Reviewed by Heiko Narrog, Tohoku University

Masayoshi Shibatani is probably the best-known Japanese linguist internationally. He built his reputation in the 1970s mainly with research related to grammatical voice and has continued his investigations in this field. It is thus entirely fitting that a Festschrift dedicated to him should bear the title Voice and grammatical relations. It is also fitting that many of the contributions deal with South, East, and Southeast Asian languages, since these are the language areas on which his typological research has concentrated. The list of contributors contains many familiar names from the fields of functional and typological research.

Kenneth William Cook describes a particle in Hawaiian that can denote both passive and imperative (1–14).
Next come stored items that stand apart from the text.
PR #56, opened 2021-03-10
Update dependencies and switch to cross-fetch

lkwdwrd:


lib/storage/index.js
```diff
@@ -10,7 +10,7 @@ const {
   ClientDetails,
   NoteOptions,
 } = require('../../types')
-const fetch = require('isomorphic-fetch')
+const fetch = require('cross-fetch')
```
galxy25, line 13: If you have to make this update in 5 places today might be worth consolidating this behind a Tozny wrapper for fetch

galxy25 (approved):

rosasck (approved):
Would it be wanted/needed to add new browsers? Like edge?

lkwdwrd:
When we fully support edge, yes, but for now it's not on our official support matrix. Since they switched to chromium a while back it should now work fine, but I haven't spun up a VM to check it yet.

galxy25:
> When we fully support edge, yes, but for now it's not on our official support matrix. Since they switched to chromium a while back it should now work fine, but I haven't spun up a VM to check it yet.

@lkwdwrd no VM needed, I just tested TozId login and secret creation, sharing and viewing in native Microsoft edge on my Mac,  all green.

lkwdwrd:
well... let me throw edge latest into the matrix, then! :)

lib/storage/index.js
lkwdwrd: Going to leave as is for the time being. Two reasons:

1. This is a full dependency change because isomorphic-fetch stopped receiving updates. This is very rare in general, but these statements are more like importing golang packages into several files.
2. When we switch to typescript we'll switch to ES6 imports, so much of this import code will get a refactor at that point.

Talmy Givón and Boniface Kawasha deal with the Lunda passive, which superficially appears to be a purely promotional passive, but where a deeper analysis reveals subject properties in the nonagent topic (15–41). Peter E. Hook and Omkar N. Koul discuss valency sets in Kashmiri, where morphological causatives behave in similar ways to phrasal causatives in other languages (43–84). In ‘Property description as a voice phenomenon’ (85–114), Taro Kageyama investigates the relation between valence change (voice) and stativization, drawing mainly on data from Japanese and English. Based on his framework of cognitive grammar, Ronald W. Langacker analyzes the parameters along which voice constructions vary and how they relate to one another (115–37).

Randy J. LaPolla focuses on grammatical relations as constraints on referent identification and advances the argument that there is no category of subject across languages (139–51). Christian Lehmann reviews a number of subfields of participation, and shows how languages vary in their choice of which participant roles are coded and privileged in contrast to others (153–74). Elena Maslova investigates case-marking splits conditioned by focus structure in Yukaghir and Dogon (175–94). Marianne Mithun demonstrates how in Mohawk there are a number of robust voice constructions, but no category of ‘subject’ or a grammatically most prominent constituent at all. The notion of voice and grammatical relations such as subject and object is therefore claimed to be nonessential to an understanding of voice (195–216).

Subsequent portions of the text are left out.